2-     restauro di una fascia di spiaggia balneabile e di un restrospiaggia attrezzato come ad esempio si può riscontrare a Vietri Marina nella zona costruita naturalmente dall’alluvione dell’ottobre 1954. I sedimenti per il restauro duraturo delle spiagge possono essere ricavati mediante un restauro ambientale di qualche cava di sedimenti vulcanici presente nel Parco Nazionale del Vesuvio come Cava Vitiello a Terzigno. Il restauro morfologico delle pareti sub verticali delle cave consentirebbe di ricavare terrazzi in cui realizzare interventi compatibili con l’area protetta mentre i sedimenti dovrebbero essere trasportati sul litorale e distribuiti via mare lungo le varie spiagge. Tali interventi metterebbero a servizio dei cittadini due aree di grande pregio ambientale ed eviterebbero le diaboliche iniziative miranti a riempire le cave a fossa di rifiuti vari (vedi cava SARI di Terzigno).

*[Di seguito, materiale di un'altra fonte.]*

Issue #706, opened 2022-11-07
Generic math interface


njansson:
Add a generic math interface for all kinds of backend.

njansson:
The generic interface prevented inline of the small leaf routines in `math.f90`, thus gave a quite large performance hit.
Remove from v0.5.0 (https://github.com/ExtremeFLOW/neko/projects/21).

timofeymukha:
@njansson As a small comment, we mostly used `cpu` and not `host` as far as naming goes so far, like in `bcknd` folders.

timofeymukha:
@njansson I wonder if we can also use assumed shape arrays in `math`, so that one does not have to specify the size in stuff like `rzero`. I guess the size is always the whole array. I just had a very nasty bug, where I passed a value, which was to high, and the array was a part of a type. So it went over to other attributes in memory and zeroed them out :P. Was pretty damn hard to find.

timofeymukha:
@njansson How about a poor man's generic interface, which is just
```fortran
subroutine rzero(x, n)

if (NEKO_BCKND_DEVICE .eq. 1) then
   res_d = device_get_ptr(res)
   call device_rzero(res_d, n)
else
   call cpu_rzero(res, n)
end
end
```

This should not affect performance I suppose since this is exactly what we do all over the code? It would still clean up a lot of if-statements!

njansson:
> @njansson How about a poor man's generic interface, which is just
> 
> ```fortran
> subroutine rzero(x, n)
> 
> if (NEKO_BCKND_DEVICE .eq. 1) then
>    x_d = device_get_ptr(x)
>    call device_rzero(x_d, n)
> else
>    call cpu_rzero(x, n)
> end
> end
> ```
> 
> This should not affect performance I suppose since this is exactly what we do all over the code? It would still clean up a lot of if-statements!

Since `device_**` calls are quite expensive due to its overhead vs compute time, the additional pointer lookup adds a bit too much I would say. Furthermore, for CPU backends it the if statement will introduce the same issue with inlining as the generic interfaces :( This can of course be solved by writing out the loops where we would like inlining (which also allow for fusing). Then we add the generic interface without too much performance loss across the backends, and also add openmp for cpus.

njansson:
Maybe a bit clearer,  I would suggest we take the approach of `feature/omp` for the main part of our current `math` usage. Add the generic interface, which would then only be used in "less" performance critical part of the code. This would also be a great improvement for the user when writing user files

PR #1319, opened 2024-06-26
Feature/math_field

timfelle:
Introduction of a `field_math` library to capture the cpu and device operations.

This is related to the old issue #706.

I did attempt the generic interface which should automatically select the cpu, field or device operation based on input types. However, due to our implicit flattening of arrays this did not work, without introducting cpu operations for 1, 2, 3 and 4 dimensions.

Additionally I used the new library to hide some of the `if (NEKO_BCKND_DEVICE .eq. 1)` statements and cleanup the code for the brinkman sourceterm and the mean field.


njansson (commented):
Nice, but one concern is how this would affect inlining, that was what killed #709

timfelle:
> Nice, but one concern is how this would affect inlining, that was what killed #709

Well since this is just to avoid us manually writting something like the example bellow, I would not expect any differences in terms of inlining. But sure, there might be some compilers that only look 1 function deep to determine inlining. I am not exactly sure how they determine that.

```fortran
	call device_add2(.....)
else
	call add2(.....)
end if
```

njansson:
> > Nice, but one concern is how this would affect inlining, that was what killed #709
> 
> Well since this is just to avoid us manually writting something like the example bellow, I would not expect any differences in terms of inlining. But sure, there might be some compilers that only look 1 function deep to determine inlining. I am not exactly sure how they determine that.
> 
> ```fortran
> if (NEKO_BCKND_DEVICE .eq. 1) then
> 	call device_add2(.....)
> else
> 	call add2(.....)
> end if
> ```

In the past the issue was more inline at the call site, eg we often have a loop calling multiple `add2`, since math is rather pure, these would be inlined and the loops (from both `add2`) fused. Would be good to check before we merge this at least

timfelle:
> In the past the issue was more inline at the call site, eg we often have a loop calling multiple `add2`, since math is rather pure, these would be inlined and the loops (from both `add2`) fused. Would be good to check before we merge this at least

Ahh sure thing. Yes i would not expect kernel fusing to function as well with this.
I still think it can be worth merging, but we should probably write a note that it's only recommended for single operations and not for building large complexes that are performance critical.

timofeymukha:
Yes, this would certainly be a most welcome addition if the performance issues can be solved. I think there are quite a bit single-statement math calls in the code, so if fusion is the only problem, this would still be quite useful.

njansson:
For user experience this is of course great. I would propose that we have something like this or even a generic idea like #709 to also cover none field data, and for performance we do as in the OpenMP branch, where we avoid calling math routines in performance critical parts (more or less entire core), and let the math stuff be more user facing.

timfelle:
> For user experience this is of course great. I would propose that we have something like this or even a generic idea like #709 to also cover none field data, and for performance we do as in the OpenMP branch, where we avoid calling math routines in performance critical parts (more or less entire core), and let the math stuff be more user facing.
> 
> Edit: apparently already mentioned here: [#706 (comment)](https://github.com/ExtremeFLOW/neko/issues/706#issuecomment-2081631615)
> 
> This would allow us to offer OpenMP parallelisation on CPUs for those who want (e.g. A64FX or Grace-Grace) users

Essentially one should be able to do a generic interface which wraps up `math`, `device_math` and `field_math` modules. The only reason that is not part of this PR is the implicit casts from 4D to 1D arrays in the current `math` module. I am aware this is needed for performance reasons, but the generic interface will fail to compute as it cannot determine which interface matches.

njansson (approved):

timofeymukha (approved):

PR #1320, opened 2024-06-26
OS Version updates

timfelle:
Update the CI to determine the full OS version currently used. This improves caching of dependencies, as an update to the minor version of the runner os might require a recompilation which was not caught previously.


timofeymukha (approved):

timofeymukha:
I have to admit that I pretty much approve these devops stuff blindly :D. But I like how neat things are getting, thanks for all this work Tim.

njansson (approved):
🍻

PR #1321, opened 2024-06-26
Update auto config scripts to fix obsolete warnings

timfelle:
Please correct me if we are required to support version `2.69` for some HPC cluster purposes.
Otherwise this update clears the obsolete warnings when configuring.


timfelle:
Well that answered that question 😅

PR #1322, opened 2024-06-26
Alternative suggestion to the makeneko naming

timfelle:
Instead of changing the name of the executable, we can print a message to the log if we are running any user extended functions.

Please note, this PR is to the original PR not to the develop branch as I would not start overriding the work of Måns directly.


MaansAndersson (approved):
Sounds like a good idea, feel free to update this PR :)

Non mi soffermo sui dettagli progettuali, molto articolati ma realizzabili in alcuni anni a vantaggio di tutte le comunità costiere, inclusi in un unico progetto di riqualificazione costiera.

Questi sinteticamente tratteggiati dovrebbero essere i primi passi realizzabili con un moderno e trasparente progetto di finanza ambientale dove pubblico e privato possono sinergicamente collaborare. L’appetito del restauro e della valorizzazione ambientale verrebbe sicuramente incrementato mediante una risistemazione della linea ferroviaria costiera e il miglioramento dei trasporti su rotaia e gomma pubblici e privati, una valorizzazione delle ville vesuviane e delle aree archeologiche il tutto finalizzato al ripristino di una “Riviera Vesuviana” di inestimabile pregio ambientale, culturale e socio-economico.